▸ **What you should do**
Determine how many lines in the data below contain "https" and write only that number.
Records to use section start
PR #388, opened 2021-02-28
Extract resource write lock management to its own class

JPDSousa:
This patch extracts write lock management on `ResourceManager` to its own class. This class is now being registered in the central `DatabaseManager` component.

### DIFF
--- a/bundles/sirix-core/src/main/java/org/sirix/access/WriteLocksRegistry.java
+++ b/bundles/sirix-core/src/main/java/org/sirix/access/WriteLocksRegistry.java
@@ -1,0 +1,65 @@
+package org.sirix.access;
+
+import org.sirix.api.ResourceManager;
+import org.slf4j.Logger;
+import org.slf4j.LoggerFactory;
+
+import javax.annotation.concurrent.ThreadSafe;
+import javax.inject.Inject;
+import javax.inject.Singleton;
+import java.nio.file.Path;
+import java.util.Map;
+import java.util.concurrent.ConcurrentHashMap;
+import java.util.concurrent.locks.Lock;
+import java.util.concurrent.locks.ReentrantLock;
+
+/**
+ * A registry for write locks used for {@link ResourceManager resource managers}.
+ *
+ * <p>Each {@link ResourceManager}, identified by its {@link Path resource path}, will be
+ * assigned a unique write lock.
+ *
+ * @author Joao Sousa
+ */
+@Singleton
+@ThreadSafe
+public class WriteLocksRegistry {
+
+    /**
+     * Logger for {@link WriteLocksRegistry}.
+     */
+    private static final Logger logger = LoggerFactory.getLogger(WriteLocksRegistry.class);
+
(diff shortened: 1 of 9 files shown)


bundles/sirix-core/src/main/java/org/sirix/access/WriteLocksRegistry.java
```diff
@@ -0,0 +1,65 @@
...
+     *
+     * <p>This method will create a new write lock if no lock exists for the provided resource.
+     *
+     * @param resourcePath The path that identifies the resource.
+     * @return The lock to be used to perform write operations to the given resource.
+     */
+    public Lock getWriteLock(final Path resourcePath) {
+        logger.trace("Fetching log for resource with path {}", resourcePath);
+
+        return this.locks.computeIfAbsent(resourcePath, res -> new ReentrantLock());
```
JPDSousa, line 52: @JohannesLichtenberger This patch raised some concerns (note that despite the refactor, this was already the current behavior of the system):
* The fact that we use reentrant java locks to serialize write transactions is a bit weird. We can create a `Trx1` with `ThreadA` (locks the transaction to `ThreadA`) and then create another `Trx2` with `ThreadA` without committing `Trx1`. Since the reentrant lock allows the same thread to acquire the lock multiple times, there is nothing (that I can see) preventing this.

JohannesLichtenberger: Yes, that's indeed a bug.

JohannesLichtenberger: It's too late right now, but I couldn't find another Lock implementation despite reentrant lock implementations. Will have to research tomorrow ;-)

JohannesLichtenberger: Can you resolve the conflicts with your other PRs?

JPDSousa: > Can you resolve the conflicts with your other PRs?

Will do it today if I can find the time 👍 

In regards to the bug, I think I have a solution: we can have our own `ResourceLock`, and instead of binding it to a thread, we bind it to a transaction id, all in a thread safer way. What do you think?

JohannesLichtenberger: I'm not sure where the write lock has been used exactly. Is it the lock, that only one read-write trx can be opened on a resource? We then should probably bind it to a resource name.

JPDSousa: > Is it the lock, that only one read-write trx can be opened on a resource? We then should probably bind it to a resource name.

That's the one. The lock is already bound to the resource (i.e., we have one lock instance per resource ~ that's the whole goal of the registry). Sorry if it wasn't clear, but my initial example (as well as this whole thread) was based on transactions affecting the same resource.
Records to use section end
Records to use section start
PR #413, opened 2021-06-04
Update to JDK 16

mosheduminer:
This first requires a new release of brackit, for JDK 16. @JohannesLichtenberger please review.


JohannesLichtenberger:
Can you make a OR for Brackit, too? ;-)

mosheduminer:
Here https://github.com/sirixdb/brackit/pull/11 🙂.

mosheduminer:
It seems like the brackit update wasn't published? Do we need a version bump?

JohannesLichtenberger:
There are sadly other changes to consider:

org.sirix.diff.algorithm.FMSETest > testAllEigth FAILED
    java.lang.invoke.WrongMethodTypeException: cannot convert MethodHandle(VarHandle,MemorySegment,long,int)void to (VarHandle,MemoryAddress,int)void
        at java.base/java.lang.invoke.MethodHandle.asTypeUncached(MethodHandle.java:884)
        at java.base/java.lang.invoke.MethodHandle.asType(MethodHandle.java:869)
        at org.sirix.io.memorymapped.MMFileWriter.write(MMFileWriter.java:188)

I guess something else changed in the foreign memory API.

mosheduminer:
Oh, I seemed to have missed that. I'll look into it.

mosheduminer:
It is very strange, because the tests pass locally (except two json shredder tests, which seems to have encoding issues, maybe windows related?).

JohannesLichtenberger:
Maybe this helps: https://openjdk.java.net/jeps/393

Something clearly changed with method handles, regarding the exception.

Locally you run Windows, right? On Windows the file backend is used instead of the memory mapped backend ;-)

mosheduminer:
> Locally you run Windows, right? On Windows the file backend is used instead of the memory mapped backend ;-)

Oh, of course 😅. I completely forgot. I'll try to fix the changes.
Records to use section end
Records to use section start
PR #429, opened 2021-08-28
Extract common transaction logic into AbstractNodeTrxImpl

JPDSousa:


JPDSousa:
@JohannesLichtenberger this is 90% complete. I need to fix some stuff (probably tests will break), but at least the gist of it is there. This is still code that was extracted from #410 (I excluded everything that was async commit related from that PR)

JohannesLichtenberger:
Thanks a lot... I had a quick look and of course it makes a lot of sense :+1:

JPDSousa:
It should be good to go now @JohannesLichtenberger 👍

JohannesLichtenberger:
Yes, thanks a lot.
Records to use section end
▸ **Solution for this problem**
2